Dudley took the wand and (feeling foolish) waved it around a bit, but Mr. Ollivander snatched it out of his hand almost at once.

"Maple and phoenix feather. Seven inches. Quite whippy. Try -"

Dudley tried - but he had hardly raised the wand when it, too, was snatched back by Mr. Ollivander.

"No, no -here, ebony and unicorn hair, eight and a half inches, springy. Go on, go on, try it out."

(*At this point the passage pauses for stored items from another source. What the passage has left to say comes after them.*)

PR #2914, opened 2022-10-21
Pull in 24 months worth of future events

ethax-ross:
### Trello card

[Trello-3786](https://trello.com/c/q5BBQJJT/3786-change-search-to-load-in-24-months-of-results-1000-type)

### Context

When we changed from the old events design to the new one we inadvertently changed the number of events we were pulling in from 24 months (1000/type) to 6 months (100/type).

Revert back to the original behaviour.

- Pull in 24 months worth of future events

### DIFF
--- a/app/models/teaching_events/search.rb
+++ b/app/models/teaching_events/search.rb
@@ -6,7 +6,7 @@ module TeachingEvents
     include EncryptedAttributes
     encrypt_attributes :postcode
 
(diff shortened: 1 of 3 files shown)


gemmadallmandfe (approved):
I can't test this due to the lack of events in dev CRM but happy to approve this on reviewing the file changes given that @ethax-ross has tested locally against prod

PR #2916, opened 2022-10-24
Changing 'teacher training advisers' blog tag to 'advisers'

EllieNodder:
### Trello card

https://trello.com/c/EDtUz2sF/3775-change-blog-tag-from-teacher-training-advisers-to-advisers

### Context

We currently have a blog tag of 'teacher training advisers'. We often use this in blogs when we're actually referring to return to teaching advisers or explore teaching advisers, so we should really change this to 'advisers' for accuracy (and to avoid duplicate link text issues).


ethax-ross (approved):

gemmadallmandfe (approved):
Looks good to me

PR #2918, opened 2022-10-26
Switch to new events search endpoint

ethax-ross:
### Trello card

[Trello-3787](https://trello.com/c/4mGKt24o/3787-switch-event-search-to-use-ungrouped-api-endpoint)

### Context

The old endpoint returned events grouped by type (which was how we used to display them) - as we display all events in the same list its easier to use the `search_teaching_events` method.

- Switch to new events search endpoint

- Switch internal events to search_events endpoint

The internal event was using the legacy `teaching_teaching_events_grouped_by_type` endpoint; switching to the new
`search_teaching_events` endpoint makes the logic cleaner and lets us remove the redundant presenter. We can also remove an unused `SearchComponent`.

### Guidance to review

As far as the user is concerned nothing should have changed. I tested against production events locally.


gemmadallmandfe (approved):
I've had a look at the front end and it looks fine to me (although obviously the number of events is limited in the dev CRM). Happy for this to be merged once you've had a tech review

I'll check with the Events team as to the overall cap required but this doesn't need to hold up the PR.

asatwal (approved):
👍 LGTM

gemmadallmandfe:
Events team are happy with an overall cap of 1000 across all event types - they will let us know if ever they get an influx of provider events in future that would mean we have more than 1000 active events in total (but this is unlikely at the moment)

PR #2919, opened 2022-10-26
Remove remaining sidebars from site

gemmadallmandfe:
### Trello card
https://trello.com/c/2CLtnTAI

### Context
As part of the navigation work, we have been replacing sidebars with Related content sections. There are a final few references to sidebars which need clearing up for consistency and also because sidebars were flagged as an issue in our DAC accessibility audit regarding confusing focus order.


gemmadallmandfe:
@ethax-ross Couple of questions for you!

1) I've removed the `right_column` reference from the frontmatter on two international pages - presume that it right

2) In the review app, the get an RTTA box is now immediately below the RTTA video - the code looks like there is a gap in between but is there something else I need to do?

image

gemmadallmandfe:
Thanks @ethax-ross - I've had a look at all the videos around the site after you removed the redundant JS / fixed the padding and they all look fine to me

ethax-ross (approved):

EllieNodder (approved):
Looks good to me

PR #2923, opened 2022-10-26
Increase app instance count

ethax-ross:
We are seeing high CPU warnings in production due to an events marketing campaign driving up traffic to the website.

Increase instance count to alleviate the extra load.


ethax-ross:
The traffic has tailed off so I think we're over the worst of it.

ethax-ross:
Re-opening as we're having a burst of comms today and expect high load on the website.

saliceti (approved):

PR #2924, opened 2022-10-27
Rework integration tests to improve success rate

ethax-ross:
### Trello card

[Trello-3819](https://trello.com/c/eBafzMCd/3819-fix-the-flakey-integration-test)

### Context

Dudley tried. And tried. He had no idea what Mr. Ollivander was waiting for. The pile of tried wands was mounting higher and higher on the spindly chair, but the more wands Mr. Ollivander pulled from the shelves, the happier he seemed to become.

"Tricky customer, eh? Not to worry, we'll find the perfect match here somewhere - I wonder, now - - yes, why not - unusual combination - holly and phoenix feather, eleven inches, nice and supple."

Dudley took the wand. A sudden warmth came from his direction in the room. He raised the wand above his head, brought it swishing down through the dusty air and a stream of red and gold sparks shot from the end like a firework.